Idealog: So there’s a fire in one of those huge Dubai skyscrapers, and there is a family screaming for help from the 43rd floor window. Where does the Jetpack come in?

Peter Coker: You might have a firefighter go up to the window in a Jetpack and he’s got five unmanned Jetpacks electronically tethered to him. As soon as he arrives outside the window he takes his hands off his Jetpack controls and starts moving one of the unmanned ones remotely. His own Jetpack just stays exactly where it was, and he can rescue the people using the unmanned ones. The unmanned Jetpacks could take people down to the ground, or be programmed to take them automatically to a hospital or rescue centre.

What if one of the people is injured and can’t stand in the Jetpack?

Like with a helicopter rescue, you can sling a basket from the Jetpack and move them that way.

Can you take really heavy people?

At the moment a Jetpack can only carry 120kg, but we are working with Kuang Chi to use some of its disruptive materials technology to reduce the weight of the Jetpack itself in the future, so it can carry heavier loads.

Stupid question alert. Isn’t a Jetpack carrying lots of fuel? Wouldn’t it blow up in a fire?

The Jetpack is powered by an engine much like a straightforward two-stroke outboard motor, so obviously it isn’t built to go flying into flames. People being rescued would have to be in a position they weren’t surrounded by fire. Like on top of the building. Still look at firemen. They go into burning buildings with compressed air and oxygen tanks.

What other things are the UAE civil defence people thinking about using their Jetpacks for?

1) Traffic problems. Say there is an accident on a busy road and police can’t get through the traffic with their vehicles. Jetpacks are versatile, they can land on a small area – around five square metres, so police could get in to sort out the crash site, or they could bring out injured people.

2) Crowd control. If you have a large crowd coming out of an event and there are problems, they might use it to direct the crowd. One of the advantages of a Jetpack is unlike a helicopter it is driven by two turbofan engines and doesn't have open blades, so it is safer in a crowd.

3) Disaster recovery. The Jetpack can land on a much smaller area than a helicopter, and can carry more weight than a drone, so you could use it to bring in supplies. Or you could to fly over an area to find out where survivors are and let them know that you will be coming in later with help.

4) Plane crash. We are talking to the airport fire authorities about how they could use a Jetpack in an off-airport crash.

Like in a MH17 sort of thing? Could you search for missing aircraft?

Not really.

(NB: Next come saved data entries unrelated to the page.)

PR #823, opened 2017-07-13
match hover variant options to regular variant options

samanpwbb:
@dasulit we had some faulty logic in assembly that was generating the wrong color variants for hoverBorder, hoverColor, and hoverBackground.

This branch is a little larger, but this is expected and good:
CSS: 185 kB (minified) => 22.9 kB (gzipped)

dev-pages:
CSS: 176 kB (minified) => 22.2 kB (gzipped)


dasulit (approved):
Based on the additions in color-variants.css, this looks good. Thanks for fixing 😓

PR #827, opened 2017-07-26
Migrate to Batfish 🦇🐠

jfurrow:
This PR removes all of the static site building logic from the project and implement [Batfish](https://github.com/mapbox/batfish) instead. As far as I can tell, the documentation website works just as it did before. Also the the package's script names should result in the same behavior.

Along the way I had to upgrade React due to a mismatched peer dependency, so I also introduced the `prop-types` package to alleviate React's warnings about using `React.PropTypes`.

Sorry for the huge PR... 3.2k additional lines are from `yarn.lock`, and some files were moved/renamed but weren't tracked properly. So I hope this is reasonably reviewable. Let me know if I can help make this easier!

@davidtheclark for review.

**Hold merge until...**
- [x] A new Batfish version has been published, and consumed in this PR. We need these two changes: https://github.com/mapbox/batfish/pull/119, https://github.com/mapbox/batfish/pull/117
- [x] Use the new `webpackStaticIgnore` Batfish configuration option for `expander.js` and `copy.js`
- [x] A solution for watching Assembly's CSS and JS has been implemented ([context](https://github.com/mapbox/assembly/pull/827#discussion_r129728845))


batfish.config.js
```diff
@@ -0,0 +1,40 @@
...
+      },
+      documentationData: () => {
+        return navigationStructure
+          .navigationList
+          .find((routeConfig) => routeConfig.name === 'Documentation' )
+          .props
+          .documentationData;
+      }
+    },
+    fileLoaderExtensions: (extensions) => extensions.concat(['svg', 'ico']),
```
davidtheclark: I think the Favicon should be added directly to the root of the pages directory. It should be copied from there to the same place in the built files.

batfish.config.js
```diff
@@ -0,0 +1,40 @@
...
+    notFoundPath: path.join(__dirname, './site/pages/404.js'),
+    pagesDirectory: path.join(__dirname, './site/pages'),
+    siteBasePath: '/assembly/',
+    webpackConfigStaticTransform: (webpackConfig) => {
+      // We need to ignore the following two files becasue their contents are executed immediately,
+      // and they rely on DOM APIs, so the static site renderer chokes on them otherwise.
+      webpackConfig.module.rules.unshift({
+        test: /copy\.js$|expander\.js$/,
+        loader: 'ignore-loader'
+      });
```
davidtheclark: Could you please open an issue about this in the Batfish repo?

package.json
```diff
@@ -9,15 +9,18 @@
...
     "build:css": "npm run generate-css && node scripts/build-css",
     "build:js": "node scripts/build-js",
     "build": "rm -rf dist && npm-run-all --parallel build:css build:js build:site",
     "lint:css": "stylelint src/*.css",
     "lint:js": "eslint .",
     "lint": "npm run lint:css && npm run lint:js",
-    "serve": "node scripts/serve",
-    "start": "npm run build:js && npm run serve",
+    "serve": "batfish serve-static",
+    "start": "npm run build:css && npm run build:js && npm run generate-site-data && batfish start",
```
davidtheclark: Without nodemon watching those CSS and JS files, what happens if you change one? Does the site rebuild?

package.json
```diff
@@ -36,11 +39,14 @@
   },
   "homepage": "https://github.com/mapbox/assembly#readme",
   "dependencies": {
+    "@mapbox/batfish": "^0.5.0",
     "autoprefixer": "^6.6.1",
     "concat-with-sourcemaps": "^1.0.4",
     "cp-file": "^4.1.1",
     "csso": "^3.1.1",
+    "es6-promise": "^4.1.1",
```
davidtheclark: This should be automatically loaded by Batfish: https://github.com/mapbox/batfish/blob/a50eea4fbd1b21f4f11bc7e63111e43769d6b9ad/lib/create-webpack-config-client.js#L22

site/navigation.js
```diff
@@ -1,10 +1,20 @@
...
+
 import { Logo } from './logo';
+import navigationData from '../_tmp_assembly/navigation.json';
 import pkg from '../package.json';
 
 class Navigation extends React.Component {
+  getActivePathname() {
+    // Remove the first section of the pathname (`/assembly/foo/` becomes `/foo/`).
+    return this.props.location.pathname.replace(/^\/[a-zA-Z0-9\-]*/, '');
+  }
```
davidtheclark, line 13: Maybe Batfish should expose an `unprefixUrl` function?

site/pages/404.js
```diff
@@ -0,0 +1,9 @@
+import React, { PureComponent } from 'react';
+
+export default class NotFound extends PureComponent {
+  render() {
+    return (
+      <div>Page not found.</div>
+    );
+  }
+}
```
davidtheclark: This page might not be necessary. If you hit a 404 on mapbox.com/assembly won't you land on the 404 page for mapbox.com?

davidtheclark (commented):
🥇 🥇 🥇 

A couple of things:

- This should wait on the next release of Batfish, which includes the fix for hash navigation.
- I notice that all the catalog sections are building out into individual pages. There should just be *one* page, right? That includes them all?

batfish.config.js
jfurrow: Oh, nice... done!

batfish.config.js
jfurrow: You're too fast, and already submitted a PR for the fix: https://github.com/mapbox/batfish/pull/119

I'd still be happy to create the issue if you want it to exist!

package.json
jfurrow: Good catch. Nope, with this change there's nothing watching the Assembly CSS and JS... I'll look into a proper solution to this.

package.json
jfurrow: Oh yeah, good catch, I meant to come back and debug this... removed & working as expected!

site/navigation.js
jfurrow: Oh, that would be nice!

site/pages/404.js
jfurrow: You're right, removed!

package.json
jfurrow: Would you mind reviewing my solution for this in [this commit](https://github.com/mapbox/assembly/pull/827/commits/30202b5de4ba074ed5cdc496795acb49ca35b03d)?

package.json
jfurrow: @davidtheclark Actually the build is still failing for me when I remove this from `package.json`... do you know what might be awry? Here's what I've been doing:
1. Manually remove `es6-promise` from `package.json`
2. `rm -rf node_modules`
3. `rm yarn.lock`
4. `yarn install`

That should work, right? When I do that, the build fails with ` Module not found: Error: Can't resolve 'es6-promise/auto'`

davidtheclark:
I published Batfish 0.6.0 with the fixes and features this branch needs.

Everything looks good! It's unfortunate that after `npm start` ctrl+c exits with a non-zero exit code, causing npm to complain —— but until we can find a fix it's not that big a deal.

Great work!

jfurrow:
@davidtheclark I updated Batfish to `0.6.0` and specified the `webpackStaticIgnore` option, so I think this is good to go.

Do you know why the Travis build is failing? There seems to be a bug with TravisCI preventing me from accessing this repo's logs.

davidtheclark (approved):
Someone (even you) can circle back to the kill problem later. For now, let's get this in.

jfurrow:
@davidtheclark I'd be happy to investigate the non-zero exit code business, especially since I introduced the ugliness 🙃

With a 120kg load, the present model of Jetpack can travel for around 30-45 minutes, that’s up to about 40 kilometres.

Apart from emergency response stuff, who else could use a Jetpack?

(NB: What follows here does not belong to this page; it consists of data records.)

PR #829, opened 2017-07-28
Update changelog & prepare 0.16.0

jfurrow:
It doesn't seem like the Batfish migration belongs in the changelog, but I'll add if y'all think it's important.

@samanpwbb Review please?

### DIFF
--- a/CHANGELOG.md
+++ b/CHANGELOG.md
@@ -1,8 +1,14 @@
 # Changelog
 
+## 0.16.0
+
+- Add mobile conditions for `events-{none|all}`
+- Name change of `select-none` & `select-text` to `selectable` & `unselectable`
+- Add mobile conditions for `selectable` & `unselectable`
+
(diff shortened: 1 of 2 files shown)


CHANGELOG.md
```diff
@@ -1,8 +1,14 @@
 # Changelog
 
+## 0.16.0
+
+- Add mobile conditions for `events-{none|all}`
+- Name change of `select-none` & `select-text` to `selectable` & `unselectable`
```
samanpwbb: can you add the [breaking] tag here?

samanpwbb (changes requested):
One little change, otherwise, looks good!

CHANGELOG.md
jfurrow: Good catch, done!

samanpwbb (approved):

PR #831, opened 2017-07-28
Specify npm version 5 for publisher

jfurrow:
Now that we're using npm version 5, publisher needs to know about it. https://github.com/mapbox/publisher#upgrading-npm

@davidtheclark Review?


davidtheclark (approved):
👍

PR #834, opened 2017-08-05
Update dependencies

davidtheclark:
The dependencies are falling a little behind here. I think it's worthwhile to bring this code up-to-date with the other stuff we're working on right now. All the changes in this PR should have no effect on the published files.


davidtheclark:
@jfurrow for review. I tried to keep the commit history really clean, one-step-at-a-time changes. Since each has a green checkmark next to it, each one represents a complete change. If there's anything you disagree with, we could then revert one of the commits.

Keep in mind that this involved updating Batfish after breaking changes, so double-checking the website build would be awesome.

jfurrow:
The changes look good! The build works mostly as expected, but the fonts are `404`ing:
screenshot 2017-08-07 10 09 05

davidtheclark:
Oh bummer. This has revealed to me a bug in the Batfish CSS system. Webpack is not copying assets that the CSS references (e.g. via `@font-face`).

davidtheclark:
@jfurrow This should be fixed now. Worked for me locally. Can you please verify?

jfurrow:
@davidtheclark The fonts are still `404`ing for me... am I doing something wrong?

It looks like I've got the updated `batfish`, right?
```
npm ls @mapbox/batfish

@mapbox/assembly@0.16.0 /Users/johnfurrow/Development/assembly
└── @mapbox/batfish@0.9.1
```

davidtheclark:
@jfurrow Using the latest Batfish release and undoing a couple of changes, I got the site running without font 404's in both development (start) and production (build & serve). If you can reproduce this, I think we're finally in the clear.

jfurrow (approved):
I'm happy to report the build is working flawless for me (both `npm run start` and `npm run build`). :shipit:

The first responder market is our first target, but once we start getting our product out of the door, then we will be looking at the oil, commercial and agricultural market. Oil exploration people have to go to desolate places where it’s hard to take a vehicle. And you could use a Jetpack to round up cattle, say – it’s cheaper than a helicopter. The third market is for the personal Jetpack. Initially we’d probably go through flying clubs.

What about Jetpack commuting?

I see an opportunity in the future for third-generation travel – "Highways in the sky" sort of thing. But that will depend on how quickly regulators move. I’d like to be flying to work in my Jetpack. We are already working very closely with regulatory authorities in New Zealand and are certified as a microlight aircraft. At the moment anyone with a microlight pilot’s licence could fly one, but we want to create a separate licence category for the Jetpack in the future.

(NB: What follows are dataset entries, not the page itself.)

PR #840, opened 2017-08-09
Three things please

### LINKED ISSUE #808: Include built version in npm package
People with CSS build process will appreciate having the built version (the `dist/` directory) distributed with the npm package.

### LINKED ISSUE #838: Set <main> elements to display: block
IE11 does not support `<main>`: https://caniuse.com/#search=main

This does not frequently cause problems, or else we would have noticed before. But it *can* cause problems, because I just suffered from one of those problems this morning!

### LINKED ISSUE #839: scroll-styled should have momentum scrolling on iOS
To enable this, we need to add `-webkit-overflow-scrolling: touch;` to the rule.

davidtheclark:
- Momentum scrolling in iOS for scroll-styled …Closes #839.
- Reset main element to display block …Closes #838.
- Add dist to npm package …Closes #808.

@tristen for review.

After merging these I'd like to cut a new release.

### DIFF
--- a/src/miscellaneous.css
+++ b/src/miscellaneous.css
@@ -8,6 +8,8 @@
  * Style scrollbars. Only works in Webkit-based browsers (Safari and Chrome).
  * On dark backgrounds, add the `scroll-styled--dark` modifier.
  *
+ * **Use in combination with `scroll-auto`.**
+ *
  * @memberof Miscellaneous
    @selectors .scroll-styled
  * @example
@@ -233,6 +235,7 @@
  */
 .scroll-auto {
   overflow: auto !important;
+  -webkit-overflow-scrolling: touch;
 }
 
 /**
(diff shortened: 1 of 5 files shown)


src/miscellaneous.css
```diff
@@ -14,6 +14,9 @@
  * <div class="scroll-styled scroll-auto h120"><div class='h240'></div></div>
  * <div class="scroll-styled scroll-styled--dark bg-gray-dark scroll-auto h120"><div class='h240'></div></div>
 */
+.scroll-styled {
```
tristen: This doesn't strictly need to fall under `scroll-styled` right? Should this be added to `scroll-auto` instead?

tristen (commented):
:one: 👏  :two: 👏 :three: 👏

src/miscellaneous.css
davidtheclark: I guess so, you're right.

davidtheclark:
Tried some real Git-trickery to amend that first commit. I think I got it.

tristen (approved):

PR #841, opened 2017-08-09
Remove border on disabled stroked buttons

### LINKED ISSUE #837: Remove stroke on disabled stroked button?
I'd like to propose a minor stylistic change to buttons. Currently, when a stroked button is disabled, the background grays out and the stroke fades:

screen shot 2017-08-08 at 12 58 39 pm

I think the combination of a background class and the stroke is a little bit off, I would prefer that stroked buttons appear like the standard disabled Assembly button (to maintain dimensions, we'd achieve this with colored strokes):

screen shot 2017-08-08 at 1 00 47 pm

Any objections or opinions on this?

dasulit:
screen shot 2017-08-09 at 12 07 00 pm

Closes #837. @davidtheclark for review

### DIFF
--- a/src/buttons.css
+++ b/src/buttons.css
@@ -129,7 +129,7 @@
   pointer-events: none;
   color: var(--inactive-text-color) !important;
   background-color: var(--disabled-primary-interactive-color) !important;
-  border-color: transparent !important;
+  box-shadow: none !important;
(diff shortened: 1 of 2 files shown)


davidtheclark (approved):
🚈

What are the three craziest Jetpack ideas out there so far?

We were approached by a skydiving club. They wanted to go up in Jetpack and then jump out and the Jetpack could come down on its own. Then there’s an idea around romantic lunches on remote beaches. Instead of using a helicopter you’d have a driver and two electronically tethered unmanned ones with the couple in. The driver would land all three Jetpacks on the beach, unload the passengers and the food, then go away and come back when the couple was ready to leave. Oh, and Uber has talked to us. That’s quite a fantasy idea.